_WORK TASK_
For the data below, report how many lines include the word "tailers", and write nothing else.

_Data items_
· · · · ·
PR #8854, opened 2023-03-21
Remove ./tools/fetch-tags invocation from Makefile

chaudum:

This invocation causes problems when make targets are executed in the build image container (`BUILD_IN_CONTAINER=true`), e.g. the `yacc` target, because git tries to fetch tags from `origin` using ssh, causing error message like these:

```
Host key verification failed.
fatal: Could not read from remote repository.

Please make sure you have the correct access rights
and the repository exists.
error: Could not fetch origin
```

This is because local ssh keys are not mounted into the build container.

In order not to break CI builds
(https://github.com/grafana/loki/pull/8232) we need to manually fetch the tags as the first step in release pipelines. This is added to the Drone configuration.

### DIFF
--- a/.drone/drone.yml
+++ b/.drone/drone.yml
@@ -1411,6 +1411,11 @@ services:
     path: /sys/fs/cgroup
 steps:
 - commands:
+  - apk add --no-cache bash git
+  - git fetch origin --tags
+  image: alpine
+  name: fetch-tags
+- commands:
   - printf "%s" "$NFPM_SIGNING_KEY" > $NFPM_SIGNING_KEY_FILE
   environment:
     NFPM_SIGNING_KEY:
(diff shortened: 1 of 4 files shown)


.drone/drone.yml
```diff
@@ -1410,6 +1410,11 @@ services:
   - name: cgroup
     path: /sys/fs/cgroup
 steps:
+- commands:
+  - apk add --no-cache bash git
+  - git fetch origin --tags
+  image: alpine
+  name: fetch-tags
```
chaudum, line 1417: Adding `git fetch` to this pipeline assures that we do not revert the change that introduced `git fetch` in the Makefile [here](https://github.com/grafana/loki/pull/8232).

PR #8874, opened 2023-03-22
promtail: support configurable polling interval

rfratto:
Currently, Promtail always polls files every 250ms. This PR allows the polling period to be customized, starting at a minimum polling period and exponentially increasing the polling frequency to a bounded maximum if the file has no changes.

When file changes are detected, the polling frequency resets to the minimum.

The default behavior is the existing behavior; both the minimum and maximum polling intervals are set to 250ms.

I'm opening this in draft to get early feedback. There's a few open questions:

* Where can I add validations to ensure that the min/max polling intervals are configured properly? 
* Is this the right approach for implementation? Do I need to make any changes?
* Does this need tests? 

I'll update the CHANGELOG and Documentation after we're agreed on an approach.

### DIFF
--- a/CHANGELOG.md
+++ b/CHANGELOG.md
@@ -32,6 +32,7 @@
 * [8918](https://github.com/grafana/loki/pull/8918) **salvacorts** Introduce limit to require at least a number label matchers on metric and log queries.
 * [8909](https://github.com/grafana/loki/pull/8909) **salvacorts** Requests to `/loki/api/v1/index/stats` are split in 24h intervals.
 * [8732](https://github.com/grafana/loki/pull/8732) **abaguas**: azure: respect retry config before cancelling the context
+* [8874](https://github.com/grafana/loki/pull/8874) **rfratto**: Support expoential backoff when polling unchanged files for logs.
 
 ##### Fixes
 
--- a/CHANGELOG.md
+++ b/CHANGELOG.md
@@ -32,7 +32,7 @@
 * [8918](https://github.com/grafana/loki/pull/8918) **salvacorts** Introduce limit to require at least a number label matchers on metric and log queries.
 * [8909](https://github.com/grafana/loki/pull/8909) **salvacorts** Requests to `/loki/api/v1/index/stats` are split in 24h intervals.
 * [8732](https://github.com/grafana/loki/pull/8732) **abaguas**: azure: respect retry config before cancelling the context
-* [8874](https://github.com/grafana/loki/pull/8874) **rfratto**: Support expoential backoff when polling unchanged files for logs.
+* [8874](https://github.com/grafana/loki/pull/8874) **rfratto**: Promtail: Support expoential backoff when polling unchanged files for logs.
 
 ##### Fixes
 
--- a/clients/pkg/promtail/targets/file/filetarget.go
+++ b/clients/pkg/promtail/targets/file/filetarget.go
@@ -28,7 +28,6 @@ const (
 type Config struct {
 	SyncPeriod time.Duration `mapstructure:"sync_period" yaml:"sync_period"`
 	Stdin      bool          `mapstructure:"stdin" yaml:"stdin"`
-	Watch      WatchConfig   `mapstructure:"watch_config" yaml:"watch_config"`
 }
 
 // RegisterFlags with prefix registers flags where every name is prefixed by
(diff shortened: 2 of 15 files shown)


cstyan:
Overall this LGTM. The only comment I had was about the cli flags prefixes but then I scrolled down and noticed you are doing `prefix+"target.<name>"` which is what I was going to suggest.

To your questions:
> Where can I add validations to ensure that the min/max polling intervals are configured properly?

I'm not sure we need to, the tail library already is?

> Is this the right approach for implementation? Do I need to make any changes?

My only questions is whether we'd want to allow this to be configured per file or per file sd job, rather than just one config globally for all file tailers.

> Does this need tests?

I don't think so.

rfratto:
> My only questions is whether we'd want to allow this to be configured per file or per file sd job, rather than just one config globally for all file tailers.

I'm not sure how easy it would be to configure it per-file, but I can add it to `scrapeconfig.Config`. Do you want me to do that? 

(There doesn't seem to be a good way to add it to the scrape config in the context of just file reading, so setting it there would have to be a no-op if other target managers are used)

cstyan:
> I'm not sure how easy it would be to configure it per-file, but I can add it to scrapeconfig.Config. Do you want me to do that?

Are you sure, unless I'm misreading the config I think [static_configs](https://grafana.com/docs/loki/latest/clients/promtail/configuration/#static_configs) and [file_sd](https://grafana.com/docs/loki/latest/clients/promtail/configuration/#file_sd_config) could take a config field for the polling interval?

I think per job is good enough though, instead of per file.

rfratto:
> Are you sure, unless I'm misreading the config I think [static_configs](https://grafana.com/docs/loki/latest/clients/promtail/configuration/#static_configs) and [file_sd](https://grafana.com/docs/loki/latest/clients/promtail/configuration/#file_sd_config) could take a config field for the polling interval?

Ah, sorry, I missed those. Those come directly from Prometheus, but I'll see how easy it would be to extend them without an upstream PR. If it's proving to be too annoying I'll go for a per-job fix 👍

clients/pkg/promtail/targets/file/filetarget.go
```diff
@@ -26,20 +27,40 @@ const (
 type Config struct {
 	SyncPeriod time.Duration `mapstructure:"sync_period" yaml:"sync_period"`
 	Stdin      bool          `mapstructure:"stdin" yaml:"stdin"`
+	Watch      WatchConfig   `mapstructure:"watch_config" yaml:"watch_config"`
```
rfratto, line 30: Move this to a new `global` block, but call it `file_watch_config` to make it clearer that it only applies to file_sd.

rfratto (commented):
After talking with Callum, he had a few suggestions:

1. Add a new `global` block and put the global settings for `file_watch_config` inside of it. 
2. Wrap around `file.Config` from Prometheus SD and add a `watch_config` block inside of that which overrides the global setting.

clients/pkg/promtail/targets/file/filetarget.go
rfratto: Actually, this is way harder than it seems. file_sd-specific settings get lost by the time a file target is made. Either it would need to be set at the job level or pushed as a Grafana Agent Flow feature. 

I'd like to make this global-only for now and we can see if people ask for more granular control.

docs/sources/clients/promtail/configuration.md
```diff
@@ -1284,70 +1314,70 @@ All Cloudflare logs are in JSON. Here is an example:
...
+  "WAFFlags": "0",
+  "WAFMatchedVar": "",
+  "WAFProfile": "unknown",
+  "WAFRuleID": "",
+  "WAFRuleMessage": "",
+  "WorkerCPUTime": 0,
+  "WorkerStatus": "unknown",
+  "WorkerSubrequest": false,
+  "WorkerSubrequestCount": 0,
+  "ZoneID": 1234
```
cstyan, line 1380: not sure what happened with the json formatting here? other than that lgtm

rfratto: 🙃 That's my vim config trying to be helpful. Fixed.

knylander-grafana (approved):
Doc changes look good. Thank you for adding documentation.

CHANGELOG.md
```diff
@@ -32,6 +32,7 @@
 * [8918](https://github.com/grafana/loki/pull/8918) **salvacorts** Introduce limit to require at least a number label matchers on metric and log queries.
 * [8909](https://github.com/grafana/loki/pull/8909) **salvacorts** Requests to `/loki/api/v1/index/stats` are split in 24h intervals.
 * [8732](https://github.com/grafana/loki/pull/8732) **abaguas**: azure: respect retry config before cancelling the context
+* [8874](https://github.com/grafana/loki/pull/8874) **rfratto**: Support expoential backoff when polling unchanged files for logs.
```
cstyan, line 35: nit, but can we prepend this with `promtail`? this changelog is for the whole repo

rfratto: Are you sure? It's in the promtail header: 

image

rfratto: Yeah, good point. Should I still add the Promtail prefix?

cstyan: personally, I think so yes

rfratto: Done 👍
· · · · ·
_REPLY_
2